Although a ten-year probationary period exceeds the actual sentence imposed in any one count, the
trial court was authorized to impose probation for any period of time “up to and including the
statutory maximum time for the class of the conviction offense.” Tenn. Code Ann. § 40-35-303(c).
Vandalism over $10,000 is a Class C felony with a range of punishment from three to fifteen years,
and vandalism over $1,000 is a Class D felony with a range of punishment from two to twelve years.
See id. § 40-35-111(b)(3), (4). Thus, a ten-year probationary period is proper for those offenses.

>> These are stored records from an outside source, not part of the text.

PR #31, opened 2020-11-23
Support for MPI_MIN in reduce operations

csegarragonz:
Profiling tells us what MPI calls are made, but not the actual parameters. Reducing with the `MPI_MIN` operation is needed in LAMMPS.

### DIFF
--- a/src/scheduler/MpiWorld.cpp
+++ b/src/scheduler/MpiWorld.cpp
@@ -804,6 +804,7 @@ void MpiWorld::op_reduce(faabric_op_t* operation,
             throw std::runtime_error("Unsupported type for max reduction");
         }
     } else {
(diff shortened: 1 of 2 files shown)


src/scheduler/MpiWorld.cpp
```diff
@@ -748,62 +748,95 @@ void MpiWorld::op_reduce(faabric_op_t* operation,
 
     logger->trace(
       "MPI - reduce op: {} datatype {}", operation->id, datatype->id);
-    if (operation->id == faabric_op_sum.id) {
+    if (operation->id == faabric_op_max.id) {
```
csegarragonz, line 751: Re-shuffled the operations to match the order in `include/faabric/mpi/mpi.h`.

Shillaker (approved):

PR #35, opened 2020-11-30
Change the build flag to avoid extra CMake arguments

csegarragonz:
Before we had to pass a specific `CMake` flag (`FAASM_BUILD_TYPE`) in order to install the header and library files in the right `sysroot`. This is unnnecessary as we can directly query the system name in a WebAssembly build.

It would not be proper for vandalism over $1,000; it is a Class E felony with a maximum possible
punishment of six years. See id. § 40-35-111(b)(5). Accordingly, we remand for entry of amended
judgments reflecting ten years of probation on the vandalism over $10,000 and vandalism over
$1,000 convictions.
CONCLUSION
Although the trial court misapplied two enhancement factors, we conclude that the applicable
enhancement and mitigating factors support the sentences imposed by the trial court. We further
conclude the trial court properly imposed split confinement with 120 days to be served in
incarceration. Further, we hold the trial court did not err in denying the defendant’s request for
judicial diversion. We remand for entry of amended judgments correcting the clerical errors, but
otherwise affirm the judgments of the trial court.